PR #3633, opened 2023-06-30
fix(documentation): remove excludes from codemod command

gitdallas:
these are all merged into pf now and don't need to be excluded

also `--fix` instead of `-fix`


edonehoo (approved):
makes sense & looks good!

thatblindgeye (approved):

nicolethoen (approved):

### EXERCISE DESCRIPTION
Work through the data above line by line and give the number of lines in which "approved" occurs. Add nothing else.

### TASK ANSWER
3